Aerodynamics experts say a three-inch sphere makes its maximum movement between 50 and 75 miles per hour, which is where Niekro's knuckler registered on the radar guns. When he had it working, when the ball wobbled toward the strike zone like a drunken moth, Phil Niekro was phenomenal. Bobby Murcer once compared hitting Niekro's knuckler to trying to eat Jell-O with chopsticks.

"It actually giggles as it goes by," said Rick Monday.

On other days, it was Niekro who looked laughable. Unable to fall back on a decent fastball, his success depended on a delicate proposition - the ability to control baseball's least predictable pitch.

"If the knuckleball ain't there, I'm a mass of confusion," he told the New Yorker in 1987. "You've got to sleep with it and think about it all the time. It's a 24-hour pattern. The margin for error is so slight and it can be such a little-bitty thing - your release point, the ballpark, your fingernails, the ball you've just gotten from the umpire. If anything is a fraction off, you might not have a thing out there.

"It's hunt and peck, all year long."

Though his catchers wore oversized gloves and became conditioned to balls in the dirt, Niekro once managed to throw six wild pitches in a single game. He eventually broke three of catcher Bruce Benedict's fingers.

"Sparky (Anderson) once called me and said, 'What would you think if we traded for Niekro?" Reds catching icon Johnny Bench recalled. "I told him, 'That's fine, but bring his catcher, too.' " In 1974, Niekro led the National League with 20 wins. The next year, the Reds beat him six times in six decisions.

Pete Rose had 64 of his 4,256 hits against Niekro, more than he had against any other pitcher. Bench notched 11 home runs against Niekro, third on his personal hit list behind Steve Carlton (13) and Don Sutton (12).

"I treated his knuckler like a curve ball," Bench said. "He told me I was the only one who did that."

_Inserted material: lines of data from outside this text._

PR #2175, opened 2024-11-26
Allow updates in AnnData expression form, extract raw counts if specified (SCP-5871)

bistline:
#### BACKGROUND & CHANGES
This fixes a bug where an AnnData file that was previously uploaded without raw counts information cannot be updated using the Expression form in the upload wizard.  It was attempting to enforce the `raw_counts_required_frontend` feature flag when AnnData files should be exempt from this.  Now, updates may be applied regardless of the raw counts state.

Additionally, users may now go back to existing AnnData files and indicate whether or not they have raw counts information.  Upon doing so, this will launch an extraction of _only_ the raw cell names and no other downstream extractions.  By doing so, AnnData files that were previously exempted will now be included in automated differential expression calculations.

#### MANUAL TESTING
**IMPORTANT**
The easiest way to test is to use a previously ingested AnnData file that has not had raw cell names extracted.  If you do not have an ingested AnnData file, you will need to upload one, but do **not** specify that it has raw counts information until the 3 primary data types have been ingested.  If you have an AnnData file that has extracted raw cells, you can remove those arrays with the following queries:
```
study = Study.find_by(accession: '<accession of study>')
study_file = study.study_files.last
filename = "h5ad_frag.matrix.raw.mtx.gz"
query = {
  name: "#{filename} Cells", cluster_name: filename, array_type: 'cells', linear_data_type: 'Study',
  linear_data_id: study.id, study_file_id: study_file.id, cluster_group_id: nil, subsample_annotation: nil,
  subsample_threshold: nil
}
arrays = DataArray.where(query)
arrays.count => you should get a number other than 0 here
arrays.delete_all    
```
You can now proceed with the test. 

1. In a Rails console session, load you study & file and confirm there are no raw counts cells
```
study = Study.find_by(accession: '<accession of study>')
study_file = study.study_files.last
study.expression_matrix_cells(study_file, matrix_type: 'raw')
=> []
```
2. In a separate terminal, boot all services including `Delayed::Job` and sign in
3. Go to the upload wizard for your AnnData study
4. In the Expression tab, indicate that your file has raw counts (if the value is false), make another innocuous change (like adding an expression label) and click "Save" in the expression tab
5. Confirm the save succeeded, and in `development.log` you see an extraction job is launch for only raw counts:
```
Request object sent to Google Life Sciences API, excluding 'environment' parameters:
---
:actions:
  :commands:
  - python
  - ingest_pipeline.py
  - "--study-id"
  - 66bb673094ec8fd54fc5c77b
  - "--study-file-id"
  - 66d08390b886513501dd7a26
  - "--user-metrics-uuid"
  - c6a08597-c735-4c93-b069-4b4a74b708ee
  - ingest_anndata
  - "--ingest-anndata"
  - "--anndata-file"
  - gs://fc-b2dac18a-a985-40f6-9d7d-7e611e3353ed/compliant_pbmc3K.h5ad
  - "--extract"
  - '["raw_counts"]'
  :image_uri: gcr.io/broad-singlecellportal-staging/scp-ingest-pipeline:1.37.0
  :labels: {}
  :timeout: {}
...
```
6. Once you see that the ingest has succeeded, reload your study back in the Rails console and confirm you see cells:
```
study.reload
study.expression_matrix_cells(study_file, matrix_type: 'raw')
=>
=> 
["AAACATACAACCAC-1",                                                                                          
 "AAACATTGAGCTAC-1",  
...
```
7. You should also see differential expression jobs being launched in `development.log`, depending on the availability of clustering/annotation data:
```
SCP157 is eligible for differential expression, launching available jobs
SCP157 has annotations eligible for DE; validating inputs
Checking DE job for SCP157: UMAP (louvain--group--study)
==> DE job for SCP157: UMAP (louvain--group--study) successfully launched
Checking DE job for SCP157: tSNE (louvain--group--study)
==> DE job for SCP157: tSNE (louvain--group--study) successfully launched
SCP157 yielded 2 differential expression jobs; 0 skipped
```

### DIFF
--- a/app/lib/file_parse_service.rb
+++ b/app/lib/file_parse_service.rb
@@ -112,8 +112,8 @@ class FileParseService
             )
           elsif study_file.needs_raw_counts_extraction?
             params_object = AnnDataIngestParameters.new(
-              anndata_file: study_file.gs_url, extract: %w[raw_counts], extract_raw_counts: true,
-              obsm_keys: nil, file_size: study_file.upload_file_size
+              anndata_file: study_file.gs_url, extract: %w[raw_counts], obsm_keys: nil,
+              file_size: study_file.upload_file_size
             )
           else
             params_object = AnnDataIngestParameters.new(
--- a/app/lib/file_parse_service.rb
+++ b/app/lib/file_parse_service.rb
@@ -110,6 +110,11 @@ class FileParseService
               anndata_file: study_file.gs_url, extract: %w[cluster], obsm_keys: [obsm_key],
               file_size: study_file.upload_file_size
             )
+          elsif study_file.needs_raw_counts_extraction?
+            params_object = AnnDataIngestParameters.new(
+              anndata_file: study_file.gs_url, extract: %w[raw_counts], extract_raw_counts: true,
+              obsm_keys: nil, file_size: study_file.upload_file_size
+            )
           else
             params_object = AnnDataIngestParameters.new(
               anndata_file: study_file.gs_url, obsm_keys: study_file.ann_data_file_info.obsm_key_names,
--- a/app/models/ingest_job.rb
+++ b/app/models/ingest_job.rb
@@ -841,6 +841,7 @@ class IngestJob
       # if this was only a raw counts extraction, update parse status
       if params_object.extract == %w[raw_counts]
         study_file.update(parse_status: 'parsed')
+        launch_differential_expression_jobs
       else
         # unset anndata_summary flag to allow reporting summary later unless this is only a raw counts extraction
         study_file.unset_anndata_summary!
--- a/app/models/ingest_job.rb
+++ b/app/models/ingest_job.rb
@@ -838,8 +838,13 @@ class IngestJob
         job.delay.push_remote_and_launch_ingest
       end
 
-      # unset anndata_summary flag to allow reporting summary later
-      study_file.unset_anndata_summary!
+      # if this was only a raw counts extraction, update parse status
+      if params_object.extract == %w[raw_counts]
+        study_file.update(parse_status: 'parsed')
+      else
+        # unset anndata_summary flag to allow reporting summary later unless this is only a raw counts extraction
+        study_file.unset_anndata_summary!
+      end
     end
   end
 
@@ -1017,7 +1022,7 @@ class IngestJob
     mixpanel_log_props = get_job_analytics
     # log job properties to Mixpanel
     MetricsService.log(mixpanel_event_name, mixpanel_log_props, user)
-    report_anndata_summary if study_file.is_viz_anndata? && action != :ingest_anndata
+    report_anndata_summary if study_file.is_viz_anndata? && !%i[ingest_anndata differential_expression].include?(action)
   end
 
   # set a mixpanel event name based on action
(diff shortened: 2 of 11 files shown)


app/lib/file_parse_service.rb
```diff
@@ -110,6 +110,11 @@ def self.run_parse_job(study_file, study, user, reparse: false, persist_on_fail:
               anndata_file: study_file.gs_url, extract: %w[cluster], obsm_keys: [obsm_key],
               file_size: study_file.upload_file_size
             )
+          elsif study_file.needs_raw_counts_extraction?
+            params_object = AnnDataIngestParameters.new(
+              anndata_file: study_file.gs_url, extract: %w[raw_counts], extract_raw_counts: true,
```
eweitz, line 115: It seems like it ought to be redundant to specify both `extract: %w[raw_counts]` and `extract_raw_counts: true`.  

Reviewing the code I see why it's currently necessary as a practical matter.  But if add equivalent calls elsewhere or refine AnnDataIngestParameters in the future, then setting `extract_raw_counts: true` if `@extract.include` etc. -- somewhat like [`append_raw_counts_extract`](https://github.com/broadinstitute/single_cell_portal_core/blob/cbefd8b5d56df76839728053fb6ce57e6767725f/app/models/ann_data_ingest_parameters.rb#L82C7-L82C32) -- might be cleaner.

app/models/ingest_job.rb
```diff
@@ -838,8 +838,14 @@ def launch_anndata_subparse_jobs
         job.delay.push_remote_and_launch_ingest
       end
 
-      # unset anndata_summary flag to allow reporting summary later
-      study_file.unset_anndata_summary!
+      # if this was only a raw counts extraction, update parse status
+      if params_object.extract == %w[raw_counts]
+        study_file.update(parse_status: 'parsed')
```
eweitz, line 843: If a user uploads a big AnnData file, then _while that large ingest is ongoing_ indicates in the UI that the file has raw counts, will this line falsely suggest their original larger file is parsed when it hasn't yet finished?

That seems like a plausible scenario.  I'm less confident about severity, but I suspect it'd at least be confusing while the larger ingest is ongoing.  In any case, impact seems low at worst, and think the current change is net benefit.

So I don't consider this a blocker, just worth keeping in mind.

eweitz (approved):
Code looks good!

I suggest a potential future maintainability refinement, and speculate about a potential (but low-impact) lurking bug.

app/lib/file_parse_service.rb
bistline: Actually on reflection you're correct - it isn't necessary.  As written it only requires `extract: %w[raw_counts]` and the command line will be correctly formatted.

app/models/ingest_job.rb
bistline: That's a decent point... the save buttons will be disabled for the most part, but the one in the AnnData tab will still work.  In theory they could use that to save.  The problem is that it won't actually do the raw counts extraction because it will first check to see if it's already parsed, and since this will be false it will exit silently while still saving the update.  I coded it this way because I didn't want the opportunity of concurrent extractions potentially failing and causing downstream issues.  If we don't check the `parse_status` flag, then any update while the extraction is going would spawn a new ingest process, and then they'd all fail.  I'm loathe to add more status flags - we're already replete with them, and they're not terribly reliable, especially in an asynchronous background process. 
 Given that the save button in the expression form is disabled until the main extractions are done, I don't think this is a large issue, but we can keep an eye on it to see if it becomes a problem.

Tony Perez, the Cuban-born slugger of the Big Red Machine, had never seen a knuckleball until he first faced Phil Niekro.

"Some of the other guys who had seen knuckleballs before told me that the best way was to wait and not try to pull it," Perez said. "I never was a pull hitter. I used the whole field. You make it easy for a knuckleball pitcher if you try to pull it. I was ready for him, most of the time."

Most of the time, Phil Niekro prevailed. Today, his triumph is permanent. A patient coal miner produced a diamond.